Some of the points that i’ve gained from this latest method are,

  • By using the select_for_update() method, the status objects for “hired” or “rejected” no longer need to wait alternately for each other, for which operation will finish first. Thus, this method can eliminate the problem of unecessary workers operations.
  • Actually, transaction processing like rollback, autocommit state are not allowed when using the transaction.atomic method and it seems occured to be built-in from Django APIs (i’ve also barely known about this issue), because when i try to do this, i’ve got something like a try-catch error message. This can happen because when there is a change and when we want the rollback process, the previous transaction will not be committed or recorded in the database. For that we can do it by adding a new entity called version which is arguably (probably) a safe version of the rollback to a certain commit. This versioning also indicates, if an object that has been “hired” has been recorded, then other objects don’t need to overwrite or wait for the object.

Alternative Solution

The two ways that we do it can be called “exclusive locking”, because we are trying to make independent isolation of certain functions in our system. Django itself recommends using this method even though the trade-off is quite large enoguh because we also need to pay attention to which queryset functions we need to modify and what abstraction from each code that should be executed. In addition to these two ways, we can do consideration in other ways including:

  • Implementation of custom global locks in our session database based on the database that we’re using. For this one, eventually in the past i’ve created some custom method for operating this solution:
class TransactionAtomic(Atomic):
    # custom method that inherit from django atomic
    def __init__(self, *models, using=None, savepoint=None) -> None:
        if self.using is None:
            self.using = DEFAULT_DB_ALIAS
        super().__init__(self, savepoint)
        self.models = models
 
    def __enter__(self):
        super(TransactionAtomic, self).__enter__()
        # sqlite3 doesn't support row locking, just sayin`
        if settings.DATABASES[self.using]["ENGINE"] != "django.db.backends.sqlite3":
            cursor = None
            try:
                cursor = get_connection(self.using).cursor()
                for model in self.models:
                    # lock the entire database transaction
                    cursor.execute(f"LOCK TABLE {model._meta.db_table}")
            finally:
                if cursor and not cursor.closed:
                    cursor.close()

And it’s actually surprised me is that this method is not recommended by Django if there are quite a lot of incoming APIs requests (causing performance degradation).
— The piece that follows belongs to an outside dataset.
PR #2544, opened 2021-08-20
[DRAFT] thrift interface for push down some executors 

bright-starry-sky:
Just a draft for push down some executors as below:
 count | sum | max | min | group | de-dup | sort | limit | top | offset-paging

  • Avoid race-condition in low-level state. By all means, when we’re gonna write some models for database, avoiding concurrent entities (i call this as “shared entity”, an entity that which is used to operate simultaneously at the same time) that it might be become blocker when the state changes
  • Using cache. Whether it’s redis, memcached or whatever, it suits your needs (particulary, i dont pretty well known about this method). When the API calls / request to the system grows bigger, i think we need separation of concern to store repetitively object
  • Implementing the built-in features provided by each database. In postgres and mysql, there is already a feature or method for locking at the row level query
  • Better understanding of using the try-catch-except mechanism. To be honest, i also don’t really understand this (loll), whether it means preventive actions in the program code without using the 2 solutions described above or waiting until each lock on the object completes each operation or using the retry-timeout mechanism.

Thank you for taking the time to read!